[Data for the task — start]
PR #3052, opened 2017-02-17
Data migration to republish some Publications

gpeng:
As part of the migration of the `Publication` format, we need to republish them to update the rendering app. We are doing this in stages. This is the second batch which will republish ~37000 documents.

### DIFF
--- a/db/data_migration/20170217153845_republish_publications_migration_two.rb
+++ b/db/data_migration/20170217153845_republish_publications_migration_two.rb
@@ -1,0 +1,18 @@
+document_scope = Document.where(
+  id: Publication.where(state: %w(draft published withdrawn)).pluck(:document_id)
+)
+
+lowest_id_for_this_republish = 260000
+highest_id_for_this_republish = 330000
+document_scope = document_scope.where(
+  id:  lowest_id_for_this_republish..highest_id_for_this_republish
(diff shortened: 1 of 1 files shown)


db/data_migration/20170217153845_republish_publications_migration_two.rb
```diff
@@ -0,0 +1,18 @@
+document_scope = Document.where(
+  id: Publication.where(state: %w(draft published withdrawn)).pluck(:document_id)
+)
+
+lowest_id_for_this_republish = 260000
+highest_id_for_this_republish = 330000
+document_scope = document_scope.where(
```
bevanloon: is this just here for clarity? i.e. couldn't we get the result set we wanted with 
`Publication.where(state: %w(draft published withdrawn), document_id: 260000..330000)`?

gpeng: It was to avoid snarky remarks about 'magic numbers' from some of our more hilarious colleagues 😆

bevanloon: 👍 carry on then 😆

dougdroper: 👂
[Data for the task — finish]
**Task prompt**
Output every line above without altering anything.

**Task response**
PR #3052, opened 2017-02-17
Data migration to republish some Publications

gpeng:
As part of the migration of the `Publication` format, we need to republish them to update the rendering app. We are doing this in stages. This is the second batch which will republish ~37000 documents.

### DIFF
--- a/db/data_migration/20170217153845_republish_publications_migration_two.rb
+++ b/db/data_migration/20170217153845_republish_publications_migration_two.rb
@@ -1,0 +1,18 @@
+document_scope = Document.where(
+  id: Publication.where(state: %w(draft published withdrawn)).pluck(:document_id)
+)
+
+lowest_id_for_this_republish = 260000
+highest_id_for_this_republish = 330000
+document_scope = document_scope.where(
+  id:  lowest_id_for_this_republish..highest_id_for_this_republish
(diff shortened: 1 of 1 files shown)


db/data_migration/20170217153845_republish_publications_migration_two.rb
```diff
@@ -0,0 +1,18 @@
+document_scope = Document.where(
+  id: Publication.where(state: %w(draft published withdrawn)).pluck(:document_id)
+)
+
+lowest_id_for_this_republish = 260000
+highest_id_for_this_republish = 330000
+document_scope = document_scope.where(
```
bevanloon: is this just here for clarity? i.e. couldn't we get the result set we wanted with 
`Publication.where(state: %w(draft published withdrawn), document_id: 260000..330000)`?

gpeng: It was to avoid snarky remarks about 'magic numbers' from some of our more hilarious colleagues 😆

bevanloon: 👍 carry on then 😆

dougdroper: 👂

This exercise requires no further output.